┌─ Dataset records
PR #3687, opened 2025-07-03
👐 FSDP2+GRPO

SalmanMohammadi:
# What does this PR do?

Fixes # (issue)

## Before submitting
      Pull Request section?
      to it if that's the case.

## Who can review?


trl/trainer/grpo_trainer.py
```diff
@@ -901,6 +900,17 @@ def _get_per_token_logps_and_entropies(
...
+            if param.is_cpu:
+                param = param.to(torch.device("cuda"))
+            param = param.full_tensor()
+            
+            if self.vllm_mode == "server" and self.accelerator.is_main_process:
+                self.vllm_client.update_named_param(name, param)
+            elif self.vllm_mode == "colocate":
+                llm_model = self.llm.llm_engine.model_executor.driver_worker.model_runner.model
+                llm_model.load_weights([(name, param)])
+
```
winglian, line 1140: Does this get duplicated and sent twice with the now L934-938?

salmanmohammadi: I think you're right - this should be the only logic for syncing params, and I believe we'll be dropping support for FSDP1, right? @kashif

kashif: yes we are dropping support for FSDP1

qgallouedec (approved):
This won't work for peft, but we can do that for the next patch release

fabianlim:
@qgallouedec one possible issue I can see with calling `state_dict` is that it wont scale for large models? Have we tried this for large models like 70b? cc: @toslali-ibm

salmanmohammadi:
> @qgallouedec one possible issue I can see with calling `state_dict` is that it wont scale for large models? Have we tried this for large models like 70b? cc: @toslali-ibm

In FSDP2, `state_dict` doesn't gather the full state dict, this only happens per-parameter when you convert the parameter's `DTensor` to a full local tensor.

fabianlim:
@SalmanMohammadi I see thanks for clarifying. So you are saying that the gathering only happens when you do `param = param.full_tensor()`

Kirill-Kravtsov:
Doesn't the `prepare_fsdp` function require more changes, since FSDP2 has a completely different API compared to FSDP1?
└─
Required work: Look through the data above. Find each line with the string "wont" and copy it.

Output of the task:
@qgallouedec one possible issue I can see with calling `state_dict` is that it wont scale for large models? Have we tried this for large models like 70b? cc: @toslali-ibm
> @qgallouedec one possible issue I can see with calling `state_dict` is that it wont scale for large models? Have we tried this for large models like 70b? cc: @toslali-ibm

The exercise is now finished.